Depois de atravessar o período mais agudo da pandemia em um certo limbo, eclipsado pelo valor e cobertura mais elevados do auxílio emergencial, no final de 2021 o PBF volta a ser objeto de atenção, agora já com vistas ao processo eleitoral que se aproximava. Na busca por imprimir uma marca social própria, o Governo Federal extinguiu o Programa, ignorando as críticas de que se trataria de uma mudança oportunista e autoritária, dado o êxito consensual do Bolsa Família e a falta de diálogo social e técnico da decisão. Em seu lugar, foi criado o Auxílio Brasil, cercado de incertezas quanto ao valor, à cobertura e ao desenho. O valor mínimo do benefício aumentou para R$400,00. No entanto, os recursos assegurados para o programa garantiam apenas um benefício médio de R$220,00, sendo o restante dependente de aportes temporários de natureza discricionária. O acompanhamento da frequência escolar das crianças, descontinuado desde 2019, foi abandonado no novo programa. O valor de fundo do programa - de garantia ao direito de segurança de renda e de acesso a outras políticas - foi substituído por uma confusa noção de mérito e premiações, que se desdobraria em nove diferentes modalidades de possíveis benefícios e bolsas. Os recursos para várias destas modalidades, como inclusão produtiva, porém, não foram disponibilizados. Tampouco pactuação, condições e incentivos para que estados e municípios implementassem e acompanhassem estes componentes. Assim, o resultado bastante previsível foi o de que nunca chegaram a ser implementados.

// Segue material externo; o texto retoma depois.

PR #406, opened 2026-07-16
Add custom TextMate code language support

rossirpaulo:
Adds desktop support for importing self-contained TextMate JSON grammars and using their fence tags in both the editor and rendered Markdown.

Users can add, preview, enable, edit, reveal, and remove custom languages from Settings → Editor → Languages. Installed grammars are stored in the machine-wide ZenNotes config directory and update open editor and preview surfaces without changing note files.

The runtime keeps built-in language and diagram tags reserved, rejects grammars with unsupported external scope dependencies, bounds grammar and code-block sizes, and loads TextMate/Oniguruma only when needed. The Oniguruma WASM is embedded and decoded locally instead of fetched, so it works with Electron's CSP and packaged file URLs.

Validation completed:

- 58 shared-domain tests
- 804 app-core tests
- custom-language desktop persistence tests
- TypeScript checks for shared-domain, bridge-contract, app-core, web, and desktop
- web and desktop production builds


rossirpaulo:
I'm adding this feature since I'm trying to move off Obsidian and I build a programming language. It's hard to move off if it means my snippets don't have custom highlighting. Hope this helps and gets merged. Lmk if you need help reviewing.

rossirpaulo:
@adibhanna, any steps that I need to take to get this PR some momentum? lmk if there's anything not documented in `CONTRIBUTING.md`.

adibhanna:
Merged and shipping in 2.20.0. Thank you, this was a genuinely well-built PR and a pleasure to review.

It landed on the `v2.20.0` release branch rather than through this PR, because the branch had moved a long way since you opened it and the base here still pointed at `main`:

- `8f7f680` the merge, credited to you
- `825ee6e` two small follow-ups from review
- `e7a9879` a bundling fix your PR led me to

## What I had to resolve

Four conflicts. Three were "both sides added something in the same place". The fourth was real: your `rehypeCustomCodeLanguages` was wired into the old flat `processor` in `markdown.ts`, which has since been replaced by a `createProcessor()` factory (a Typst math renderer landed in the meantime). It now sits in that chain, still after `rehype-highlight` so a user grammar wins over highlight.js guessing at a tag it does not really know.

## Two follow-ups

**One perf change.** The CodeMirror extension and the rehype plugin are both installed unconditionally, and both walked a whole tree before discovering they had nothing to do: `buildDecorations` ran `syntaxTree().iterate()` over the document on every doc change and every viewport change, and `rehypeCustomCodeLanguages` visited every element of every rendered note. With no grammar installed, which is every existing vault, that work can never produce a decoration. Both now bail on a new `CustomCodeLanguageRegistry.isEmpty` getter. I also swapped one `text-[11px]` for the `text-2xs` token, which is the same 11px but uses the scale.

I did measure the case the guard does not cover, since I was worried about it: a document with 31 custom fences including one 400 lines long, typing inside it, grammar enabled vs disabled. The p50 delta was -0.1ms across three runs. CodeMirror parses lazily to about the viewport, so the walk never reaches the whole document, and your token cache absorbs the rest. Your design was fine; I was wrong to worry.

I deliberately did not reformat your files to match the repo's quote and semicolon style. There is no prettier config or lint script here, the components match `SettingsModal`'s existing style, and rewriting 1,000 lines of your code would buy nothing but conflict risk.

## The thing your PR uncovered

Chasing where `vendor-markdown` was loading from, I found that the app had been fetching and evaluating 2.5MB of mermaid on every single launch, for reasons entirely unrelated to your work: a `manualChunks` rule was hoisting a dynamic-only import into the entry's static graph. Removing it also made mermaid split properly, so a flowchart now pulls three small chunks instead of one bundle with every diagram type. That had been true for many releases and nobody had noticed. So thank you twice.

## Verification

Beyond typecheck and the suite (shared-domain 1162, app-core 1218, desktop 430), I drove the built app over CDP with a toy grammar installed into an isolated config dir: the grammar is discovered and parsed, the editor tokenizes its fence, the reading view tokenizes the same block, Settings lists it under the new Languages sub-tab, and no Oniguruma or TextMate errors reach the console. Separately, with no grammar installed, the 633KB engine chunk and the 81KB `vendor-textmate` chunk are never requested at all.

Closing this in favour of the merge commit. The feature is credited to you in the release notes.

Entretanto, outro problema do desenho contribuiu para a perda de qualidade das informações e de eficiência e equidade na seleção de beneficiários e na alocação dos benefícios. O Auxílio Brasil previa um valor mínimo de R$400,00 a ser recebido por cada família, independente de sua composição (Gabinete de Transição, 2022). Além do equívoco programático de fazer com que uma pessoa morando sozinha possa receber o mesmo valor de, por exemplo, uma família com um adulto e duas crianças, este desenho gerava um incentivo perverso do ponto de vista da qualidade e confiabilidade do Cadastro. Em uma situação de agravamento das condições de vida e de precarização dos serviços de acompanhamento, este desenho induzia a que adultos que viviam juntos se cadastrassem como se morassem separadamente, para que, em conjunto, viessem a receber R$ 800,00. Ou seja, o formato do Programa incentivava o fornecimento de informações erradas, que prejudicavam ainda mais a qualidade do Cadastro Único. Em suma, além da falta de investimento, várias iniciativas de desenho e gestão dos programas contribuíram para uma perda de qualidade das informações para planejar e gerenciar as políticas destinadas aos mais vulneráveis. E, claro, outra provável consequência direta da fragilização do CadÚnico foi também a perda de eficiência e foco na seleção dos beneficiários dos programas de transferência de renda.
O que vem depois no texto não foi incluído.